I. FACTUAL BACKGROUND OF POWER OUTAGES

KCP & L is an electric public utility doing business in Missouri and Kansas. Danisco manufactures food additives at a production facility located in the New Century Airport, near Gardner, Kansas, and Danisco is one of KCP & L's Kansas electric customers. Danisco's production facility uses a high vacuum process which cannot tolerate even the briefest interruption of power. Danisco sued KCP & L to recover economic damages related to three power outages which occurred in 1993.

The first power outage occurred on September 2, 1993. An underground power cable failure caused a substation circuit breaker to instantly open and close, causing a "momentary" interruption. 1 KCP & L claims the reason for the underground cable failure is unknown.

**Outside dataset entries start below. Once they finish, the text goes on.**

PR #530, opened 2020-06-16
Measures recent-breath PIP, PEEP, RR, IER

jkff:
This uses the breath_id signal from SensorReadings to delimit breaths and compute these values as aggregates from them in BreathSignals. Seems to produce correct values on the pre-recorded trace.

### DIFF
--- a/gui/src/breath_signals.h
+++ b/gui/src/breath_signals.h
@@ -1,0 +1,70 @@
+#ifndef BREATH_SIGNALS_H_
+#define BREATH_SIGNALS_H_
+
+#include <stdint.h>
+
+#include "chrono.h"
+#include "network_protocol.pb.h"
+
+#include <algorithm>
+#include <deque>
+#include <iostream>
+#include <optional>
+
+class BreathSignals {
+public:
+  void Update(SteadyInstant now, const ControllerStatus &status) {
+    float pressure = status.sensor_readings.patient_pressure_cm_h2o;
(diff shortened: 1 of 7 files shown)


gui/src/breath_signals.h
```diff
@@ -0,0 +1,70 @@
...
+
+    current_pip_ = std::max(
+        current_pip_.value_or(std::numeric_limits<float>::min()), pressure);
+    current_peep_ = std::min(
+        current_peep_.value_or(std::numeric_limits<float>::max()), pressure);
+  }
+
+  std::optional<float> pip() const { return latest_pip_; }
+  std::optional<float> peep() const { return latest_peep_; }
+  std::optional<float> rr() const {
```
jlebar, line 44: You don't need to redo it here, but my desire for strongly-typed units in the controller applies equally well to the GUI.  Like, `60000.0 / ms_per_breath` in particular is not as nice as e.g. `minutes(1) / time_per_breath`.

I'm afraid we're gonna mess it up somewhere, but I can't tell you where, etc.  Anyway until we have SteadyInstant incorporated somehow into the Units hierarchy, it's probably a nonstarter.

jlebar:
This  is cool.

gui/src/breath_signals.h
jkff: Yeah I agree and we already had bugs here (confusing liters with milliliters, and IER with I-Time for example). Outside the scope of this PR but we definitely should do it.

The second power interruption occurred on September 27, 1993. This outage was preceded by a low-voltage report from Danisco. In an effort to increase the voltage on the circuit serving Danisco's facility, KCP & L linemen undertook switching procedures to reconfigure the circuit providing service to Danisco. During these procedures, a line switch failed in one location, and at or near the same time power monitoring equipment failed in another location. These two equipment failures resulted in an interruption in the supply of power to Danisco which lasted approximately five hours. As a result of this outage, Danisco was not able to operate its production facility for up to 80 hours.

The third interruption occurred on November 24, 1993. On that day, KCP & L claims a substation circuit breaker opened and closed for some unknown reason. Substation circuit breakers will open and close due to storms, lightning, varmints on the wires, or when electrical devices or equipment somewhere on the circuit fail.

II. PROCEDURAL HISTORY AND CERTIFICATION PROCEEDINGS

A. Procedural History in Trial Court.

In an attempt to recover for economic loss and property damage caused by the interruption of its power supply, Danisco filed suit against KCP & L, claiming damages based on a "lost opportunity" to produce food additives for the periods during which the power outages occurred, and during the time period it took to restore Danisco's production line back to full operation after a power interruption. In Count I of its Petition, Danisco claimed that these damages were caused by KCP & L's negligence. In Count II of its Petition, Danisco claimed that KCP & L knew that Danisco would suffer unavoidable damages if it lost power, but willfully failed to inform it of the danger of a power outage or to protect it from such an outage.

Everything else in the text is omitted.